PR #725, opened 2016-04-08
gluon-next-node: mark local-node ip6 as deprecated

tcatm:
Prevent the local-node ip6 from being eligible for source address
selection. This is highly undesireable in a layer 3 mesh.

(Also adds documentation for gluon-next-node)

### DIFF
--- a/docs/index.rst
+++ b/docs/index.rst
@@ -53,6 +53,7 @@ Packages
    package/gluon-client-bridge
    package/gluon-ebtables-filter-multicast
    package/gluon-ebtables-filter-ra-dhcp
+   package/gluon-next-node
 
 Releases
 --------
--- a/docs/package/gluon-next-node.rst
+++ b/docs/package/gluon-next-node.rst
@@ -5,7 +5,7 @@ This package provides a virtual interface (tied to *br-client*) called *local-no
 using the same MAC, IP4 and IP6 across all nodes in a mesh. Thus, the node that
 the client is currently connected to, can always be reached under a known address.
 
-The IP6 is marked es deprecated to prevent it from being used as a source
+The IP6 is marked as deprecated to prevent it from being used as a source
 address for packages originating from a node.
 
 site.conf
--- a/docs/package/gluon-next-node.rst
+++ b/docs/package/gluon-next-node.rst
@@ -1,21 +1,22 @@
 gluon-next-node
 ===============
 
-This package provides a virtual interface (tied to *br-client*) called *local-node*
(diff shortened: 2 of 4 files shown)


rotanid:
found a typo in "marked es deprecated", should be "as"
and i would prefer "IPv4" and "IPv6" over IP4/IP6 in comments and documentation, as they are the common terms for these protocols

tcatm:
@rotanid Thanks for catching that typo!

NeoRaider:
I'm wondering if the gluon-next-node package is even still useful in a layer 3 mesh. I'd expect that br-client could just be assigned the local-node MAC and IP addresses directly, without the need for a macvlan device.

Marking the IP address as deprecated would still be necessary in this case, of course.

NeoRaider:
Also, it might make make sense to extend the builtin static protocol of netifd instead of defining our own script-based one.

tcatm:
I'd like to keep the next-node-feature in a seperate package shared by all mesh implementations. Technical, it will work when assigning the addresse directly to br-client but I then we'd need to have different client-bridge packages for batman-adv and babel based meshes.

I'd like to keep the script-based protocol for now. That's exactly how netifd is supposed to be extended.

NeoRaider:
The next-node package is very specific to layer 2 meshing (it includes lots of ebtables rules etc.). Sharing this implementation with layer 3 implementations would require us to include a lot of unneeded code... While reusing packages for everything "below" the mesh (for example the mesh VPN) should be possible, layer 2 and layer 3 meshs differ fundamentally, so reusing the client bridge and anything on top of that seems rather awkward to me.

When extending netifd, I'd rather add an attribute *deprecated* to the existing static protocol, so all other attributes can be reused. Making it a separate protocol doesn't make sense at all in my opinion.

christf:
switching the ip addresses makes this change obsolete

NeoRaider:
Not really; but this PR will need rebasing.

Having this properly supported in netifd would be preferable to the "static_deprecated" proto though.

christf:
I am sorry, I did not completely apply this patch. I made the observation that when setting the protocol as in this change to static_deprecated then the whole mesh falls apart. This is however probably due to the messing netifd handler.

NeoRaider:
I've added support for deprecated static addresses to netifd: http://patchwork.ozlabs.org/patch/704794/

As this makes pretty much all code in this PR outdated, I'll close this. When my patch (or a similar one) makes it into netifd, only a one-line change in *gluon-client-bridge* will be required.

PR #726, opened 2016-04-12
add package mesh-vpn-fastd-babel

christf:


NeoRaider:
Let's ignore fastd for now. When we have a working BABEL-based setup of everything else, we can try to make the mesh-vpn-fastd package generic enough to work with either BABEL or batman-adv. We should avoid having a separate package if we can.

christf:
On Tue, Apr 12, 2016 at 12:21:12PM -0700, Matthias Schiffer wrote:
> Let's ignore fastd for now. When we have a working BABEL-based setup
> of everything else, we can try to make the mesh-vpn-fastd package
> generic enough to work with either BABEL or batman-adv. We should
> avoid having a separate package if we can.
Apparently I misunderstood that you preferred to have a separate
package.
+--
Exercise details - Reproduce each line above without any alteration.

Response -
PR #725, opened 2016-04-08
gluon-next-node: mark local-node ip6 as deprecated

tcatm:
Prevent the local-node ip6 from being eligible for source address
selection. This is highly undesireable in a layer 3 mesh.

(Also adds documentation for gluon-next-node)

### DIFF
--- a/docs/index.rst
+++ b/docs/index.rst
@@ -53,6 +53,7 @@ Packages
    package/gluon-client-bridge
    package/gluon-ebtables-filter-multicast
    package/gluon-ebtables-filter-ra-dhcp
+   package/gluon-next-node
 
 Releases
 --------
--- a/docs/package/gluon-next-node.rst
+++ b/docs/package/gluon-next-node.rst
@@ -5,7 +5,7 @@ This package provides a virtual interface (tied to *br-client*) called *local-no
 using the same MAC, IP4 and IP6 across all nodes in a mesh. Thus, the node that
 the client is currently connected to, can always be reached under a known address.
 
-The IP6 is marked es deprecated to prevent it from being used as a source
+The IP6 is marked as deprecated to prevent it from being used as a source
 address for packages originating from a node.
 
 site.conf
--- a/docs/package/gluon-next-node.rst
+++ b/docs/package/gluon-next-node.rst
@@ -1,21 +1,22 @@
 gluon-next-node
 ===============
 
-This package provides a virtual interface (tied to *br-client*) called *local-node*
(diff shortened: 2 of 4 files shown)


rotanid:
found a typo in "marked es deprecated", should be "as"
and i would prefer "IPv4" and "IPv6" over IP4/IP6 in comments and documentation, as they are the common terms for these protocols

tcatm:
@rotanid Thanks for catching that typo!

NeoRaider:
I'm wondering if the gluon-next-node package is even still useful in a layer 3 mesh. I'd expect that br-client could just be assigned the local-node MAC and IP addresses directly, without the need for a macvlan device.

Marking the IP address as deprecated would still be necessary in this case, of course.

NeoRaider:
Also, it might make make sense to extend the builtin static protocol of netifd instead of defining our own script-based one.

tcatm:
I'd like to keep the next-node-feature in a seperate package shared by all mesh implementations. Technical, it will work when assigning the addresse directly to br-client but I then we'd need to have different client-bridge packages for batman-adv and babel based meshes.

I'd like to keep the script-based protocol for now. That's exactly how netifd is supposed to be extended.

NeoRaider:
The next-node package is very specific to layer 2 meshing (it includes lots of ebtables rules etc.). Sharing this implementation with layer 3 implementations would require us to include a lot of unneeded code... While reusing packages for everything "below" the mesh (for example the mesh VPN) should be possible, layer 2 and layer 3 meshs differ fundamentally, so reusing the client bridge and anything on top of that seems rather awkward to me.

When extending netifd, I'd rather add an attribute *deprecated* to the existing static protocol, so all other attributes can be reused. Making it a separate protocol doesn't make sense at all in my opinion.

christf:
switching the ip addresses makes this change obsolete

NeoRaider:
Not really; but this PR will need rebasing.

Having this properly supported in netifd would be preferable to the "static_deprecated" proto though.

christf:
I am sorry, I did not completely apply this patch. I made the observation that when setting the protocol as in this change to static_deprecated then the whole mesh falls apart. This is however probably due to the messing netifd handler.

NeoRaider:
I've added support for deprecated static addresses to netifd: http://patchwork.ozlabs.org/patch/704794/

As this makes pretty much all code in this PR outdated, I'll close this. When my patch (or a similar one) makes it into netifd, only a one-line change in *gluon-client-bridge* will be required.

PR #726, opened 2016-04-12
add package mesh-vpn-fastd-babel

christf:


NeoRaider:
Let's ignore fastd for now. When we have a working BABEL-based setup of everything else, we can try to make the mesh-vpn-fastd package generic enough to work with either BABEL or batman-adv. We should avoid having a separate package if we can.

christf:
On Tue, Apr 12, 2016 at 12:21:12PM -0700, Matthias Schiffer wrote:
> Let's ignore fastd for now. When we have a working BABEL-based setup
> of everything else, we can try to make the mesh-vpn-fastd package
> generic enough to work with either BABEL or batman-adv. We should
> avoid having a separate package if we can.
Apparently I misunderstood that you preferred to have a separate
package.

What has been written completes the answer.